--- How to complete this task ---
For this exercise, please find the lines in the entries that include the word "option" and copy them.

Stored items:
PR #768, opened 2018-01-15
More Docker 

funkyfuture:
this PR sits on top of #756. @bebehei, i'd appreciate a review.

what still bothers me is the necessity to set `htpasswd` as authentication method. otherwise there'd be no need for any config file (apart from the users file) for a reasonable setup the covers. then entrypoint script could also write that config, given the file indcated by `RADICALE_CONFIG` doesn't exist. i'd say none authentication as a default is questionable anyway.

i'd also like to see more support for configuration via environment varables. (i've solved that once [here](https://github.com/funkyfuture/docker-rpi-radicale#interpolation)).

when this gets merged i will amend the docs.

sorry about the partly unrelated code changes, i can cherry pick these into another pr if it would help. reading commit by commit should be doable.


docker/Makefile
```diff
@@ -0,0 +1,12 @@
+.DEFAULT_GOAL := build
+
+IMAGE_NAME = kozea/radicale
```
bebehei: `:=`

Dockerfile
```diff
@@ -4,7 +4,7 @@ FROM python:alpine
 
 
 # metadata
-ENTRYPOINT ["/radicale/docker/entrypoint.sh"]
+ENTRYPOINT ["/sbin/tini", "--", "/radicale/docker/entrypoint.sh"]
```
bebehei: As far as I understand, this is not necessary. All started processes are running in foreground, so the signals will get forwarded, too.

docker/Makefile
```diff
@@ -9,4 +9,4 @@ build:
 
 .PHONY: test-invokation
 test-invokation: build
-	docker run --rm $(IMAGE_NAME)
+	docker run --rm -i $(IMAGE_NAME) --debug
```
bebehei: This has nothing to do with this commit. Pls fixup the previous one.

bin/radicale
```diff
@@ -1,31 +0,0 @@
-#!/usr/bin/env python3
```
bebehei: Good change. But I guess, the chance to get this merged is higher in a separate PR.

docker/entrypoint.sh
```diff
@@ -3,9 +3,11 @@
...
+getent group  radicale &> /dev/null || addgroup -g ${RADICALE_GID} radicale
+getent passwd radicale &> /dev/null || adduser -D -H -s /bin/false -u ${RADICALE_GID} -G radicale radicale
 
-chown -R radicale:radicale "$(dirname "${RADICALE_CONFIG:-/etc/radicale/radicale.config}")" /var/lib/radicale
+RADICALE_CONFIG="${RADICALE_CONFIG:-/etc/radicale/radicale.config}"
 
-exec su - radicale -s /bin/sh -c "exec radicale --hosts 0.0.0.0:5232 ${RADICALE_CONFIG:+--config='${RADICALE_CONFIG}'} $*"
+chown -R radicale:radicale $(dirname $RADICALE_CONFIG) /var/lib/radicale
+
+exec su -s /bin/sh -c "exec radicale --hosts 0.0.0.0:5232 $*" radicale
```
bebehei: `RADICALE_CONFIG` env variable won't be visiable to the radicale process anymore. That's the reason I chose to pass it as argument `${RADICALE_CONFIG:+--config='${RADICALE_CONFIG}'}`

hooks/build
```diff
@@ -0,0 +1,15 @@
...
+
+# this script is used to build a Radicale Docker image locally
+# as well as on the Docker Hub.
+
+echo "------ HOOK START - BUILD -------"
+
+BASE_IMAGE=$(head -n1 Dockerfile | cut -d" " -f2)
+docker pull $BASE_IMAGE
+BUILD_DATE="$(date --rfc-3339 seconds)"
+VERSION=$(grep VERSION ../setup.py | cut -f3 -d" " | tr -d '"')
```
bebehei: `git describe --tags` might be better here, as it will also report an offset to the latest released version. So the patched version won't map to the same version number as the vanilla version.

Dockerfile
```diff
@@ -8,6 +8,18 @@ ENTRYPOINT ["/sbin/tini", "--", "/radicale/docker/entrypoint.sh"]
 EXPOSE 5232
 VOLUME ["/etc/radicale", "/var/lib/radicale"]
 
+ARG VERSION
```
bebehei: The `ARG` should be in a layer somewhere above the `apk` calls.

Dockerfile
```diff
@@ -30,10 +30,10 @@ RUN apk add --no-cache \
       build-base \
       libffi-dev \
       python3-dev \
- && python -m pip install \
-      bcrypt \
-      passlib \
- && apk del .builddeps
+ && python -m pip install passlib[bcrypt] \
```
bebehei: I'd still would have the package name split into a newline.

Dockerfile
```diff
@@ -23,16 +23,21 @@ LABEL org.label-schema.schema-version="1.0" \
...
+      apr-util \
       ca-certificates \
       openssl \
       tini \
  && apk add --no-cache --virtual .builddeps \
+      apache2-utils \
       build-base \
       libffi-dev \
       python3-dev \
+ && cp /usr/bin/htpasswd /tmp \
```
bebehei: Is there any reason, why htpasswd is needed? I'd advocate it to use it on the host itself.

hooks/build
```diff
@@ -10,6 +10,6 @@ docker pull $BASE_IMAGE
 BUILD_DATE="$(date --rfc-3339 seconds)"
 VERSION=$(grep VERSION ../setup.py | cut -f3 -d" " | tr -d '"')
 printenv
-docker build --build-arg BUILD_DATE="${BUILD_DATE}" --build-arg SOURCE_COMMIT="${GIT_SHA1}" --build-arg VERSION=$VERSION -t $IMAGE_NAME ..
+docker build --build-arg BUILD_DATE="${BUILD_DATE}" --build-arg SOURCE_COMMIT="${GIT_SHA1}" --build-arg VERSION=$VERSION --tag $IMAGE_NAME --file Dockerfile ..
```
bebehei: Setting defaults twice is always a bad idea.

docker/README.md
```diff
@@ -1,33 +1,49 @@
...
 - `/etc/radicale`: Radicale configuration (put the configuration file here)
 
-## Ports
+### Ports
+
+- `5323`: Radicale's http port
+
+### Creating a user in a running container
+
+    docker exec -ti <ontainer> htpasswd -B -C 16 /etc/radicale/users <username>
```
bebehei: You're running here as the root user and not the radicale user. You possibly have to restart the host or manually chown the file if it's fresh.

docker/compose/docker-compose.yml
```diff
@@ -0,0 +1,9 @@
+version: '2'
+
+services:
+  radicale:
+    image: kozea/radicale:2.1.8
+    ports:
+      - "5232:5232"
+    volumes:
+      - ./config:/etc/radicale
```
bebehei: You probably also want to mount the data?

bebehei:
Half of the review comments is outdated, because I've gone through your changes commitwise, but these changes still apply!

Also I had been nitpicking everywhere. Therefore some comments may not make sense, as the upcoming commits made logical changes, which invalidate my comments.

Also please remove from the commit messages the trailing periods. [This is a bad style](https://chris.beams.io/posts/git-commit/#end).

Dockerfile
funkyfuture: isn't it?

bebehei: Well, you set the `ARG`s with every build. So, the actual apk-calls (which are unparametrized), won't get cached at any time.

Dockerfile
funkyfuture: thanks for the hint. that's a leftover of several combinations i tested, also with `su-exec` which would be neat to use in the entrypoint script but unfortunately spawned an extra process in this context.

docker/Makefile
funkyfuture: what would be the effect?

docker/README.md
funkyfuture: d'oh. i had tested that against an existing file. i add the `--user` option to the example.

docker/compose/docker-compose.yml
funkyfuture: actually, no. for an evualuation setup that suffices imo.

docker/entrypoint.sh
funkyfuture: right, but i remove setting the default then as it sets an uncommon location. `/etc/radicale/config` is found anyway.

hooks/build
funkyfuture: which one do you mean?

funkyfuture:
> Also I had been nitpicking everywhere.

thanks for your helpful feedback. i'll ping back when i'm through with the rebase ~fuckup~ session.

Dockerfile
funkyfuture: the needed tool is not always avail. therefore it makes sense to distribute it with the image. it doesn't conflict with what you propose to advocate and i *guess* it's less than a megabyte space consumed.

funkyfuture:
the rebasing wasn't too bad actually. even figured out two tricks.

don't know about the prior commits. gh sometimes fucks stuff up. my rebase selection never reached that far.

hooks/build
bebehei: The default, you've actually set: `--file Dockerfile` This is the default and unneccessary.

docker/Makefile
bebehei: Well, it's a minor nitpick, like the `.DEFAULT_GOAL`.

funkyfuture: so, `=` and `:=` are semantically identical and your nitpicking on the inconsistence?

docker/Makefile
funkyfuture: for reviewers: this is fixed.

hooks/build
funkyfuture: no, i thougth that too, but in my environment it's necessary to use trhat option explicitly when `..` is used as context root.

docker/Makefile
bebehei: Yes.

bebehei: Yes.

hooks/build
bebehei: Oh, sh***. I haven't said anything 😉

hooks/build
```diff
@@ -0,0 +1,15 @@
+#!/usr/bin/env sh
+
+# this script is used to build a Radicale Docker image locally
+# as well as on the Docker Hub.
+
+echo "------ HOOK START - BUILD -------"
+
+BASE_IMAGE=$(head -n1 Dockerfile | cut -d" " -f2)
+docker pull $BASE_IMAGE
```
bebehei: Manual `docker pull` is not needed. `docker build` does it automatically. And if you need to update it all the time, you can use `docker build --pull`.

hooks/build
```diff
@@ -0,0 +1,15 @@
+#!/usr/bin/env sh
+
+# this script is used to build a Radicale Docker image locally
+# as well as on the Docker Hub.
```
bebehei: Dockerhub doesn't run uncontained shellscripts.

hooks/build
```diff
@@ -0,0 +1,15 @@
...
+
+echo "------ HOOK START - BUILD -------"
+
+BASE_IMAGE=$(head -n1 Dockerfile | cut -d" " -f2)
+docker pull $BASE_IMAGE
+BUILD_DATE="$(date --rfc-3339 seconds)"
+VERSION=$(git describe --tags)
+printenv
```
bebehei: A small note, worth to consider: `printenv | sort` might be better here.

hooks/build
funkyfuture: not sure what's your point here.

hooks/build
funkyfuture: yeah, that script was copied from another project where i build the image for one architecture.

hooks/build
bebehei: DockerHub just asks you, where your Dockerfile is located and directly builds the Docker image. You can't run this script on DockerHub. This comment is either just a minor mistake or - worse and I hope not - yields basic issues in your understanding of DockerHub, which will actually doom most concepts of this PR.

funkyfuture: nah, it dooms only the metadata as `label-schema.org` proposes. you're right, i had the whole time the misconception that how builds are performed [on the Docker Cloud](https://docs.docker.com/docker-cloud/builds/automated-build/#configure-automated-build-settings) is identical as on the Hub. however, i couldn't checkout whether this approach actually works when a build is configured on the Cloud frontend as i can't connect a repo there to a repo here (maybe one must pay for this).

so, i could just remove that metadata labels.

funkyfuture: oh, i just rechecked my local copies of an image that was [built](https://hub.docker.com/r/funkyfuture/deck-chores/builds/bhcoepocy5o7frwaswa8iee/) on the Docker Hub with the hooks a month ago, and it actually has the expected metadata. though the build log on the Hub look different.

from the discussion on [this issue](https://github.com/docker/hub-feedback/issues/508) i just realised that the hooks dir needs to be moved to the `docker` dir.

funkyfuture:
a'ight, i reworked this a little. essentially i reverted to an evaluation of the version for a docker build based on the contents of `setup.py`. my guess is that `git` is a noop oon the hub, unfortunately getting the version with the `describe` subcommand didn't work out..

i've recently build [deck-chores](https://github.com/funkyfuture/deck-chores) alike on the Docker Hub. and though [the logs](https://hub.docker.com/r/funkyfuture/deck-chores/builds/bfqfljxwqsdhm7pkpvvcxgk/) do not reflect the commands in the `build` file (but even the reported hash of the image matches). anyway, i can't explain why, but the metadata is added correctly. :-/

btw, the Docker stuff could also be in an extra repo. Radicale can also be installed from the cheesehop and there'd be no need to figure out the current version. btw, [here](https://github.com/moshez/msbdemo)'s an interesting approach to install Python apps in an image.

robertbeal:
Hmm noticed the commit for building the image from the latest commit. Is that a good idea? How will you tag built images? Would it not be better to build from official releases? Can understand that's harder to automate though.

There's a "production" grade image here I contribute towards:
https://github.com/tomsquest/docker-radicale

Might be worth combining in some way/form as it's all working towards the same goal, so that there's one true image instead of many.

docker/entrypoint.sh
```diff
@@ -0,0 +1,17 @@
...
+getent group  radicale &> /dev/null || addgroup -g ${RADICALE_GID} radicale
+getent passwd radicale &> /dev/null || adduser -D -H -s /bin/false -u ${RADICALE_GID} -G radicale radicale
+
+if [ -n "${RADICALE_CONFIG}" ]; then
+    chown -R radicale:radicale $(dirname $RADICALE_CONFIG) /var/lib/radicale
+    CONF_OPT="--config '${RADICALE_CONFIG}'"
+else
+    chown -R radicale:radicale /etc/radicale /var/lib/radicale
+    CONF_OPT=""
+fi
```
deronnax, line 15: why don't you do all that user stuff in the docker file itself?

docker/Dockerfile
```diff
@@ -0,0 +1,49 @@
+FROM python:alpine
```
deronnax, line 1: not pinning the python version?

deronnax:
no update on this?

docker/entrypoint.sh
funkyfuture: because the variable's values are to be configured per container.

funkyfuture:
i'm closing this as it seems to be not a project goal and is lost track here.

--- Exercise answer ---
funkyfuture: d'oh. i had tested that against an existing file. i add the `--user` option to the example.
funkyfuture: no, i thougth that too, but in my environment it's necessary to use trhat option explicitly when `..` is used as context root.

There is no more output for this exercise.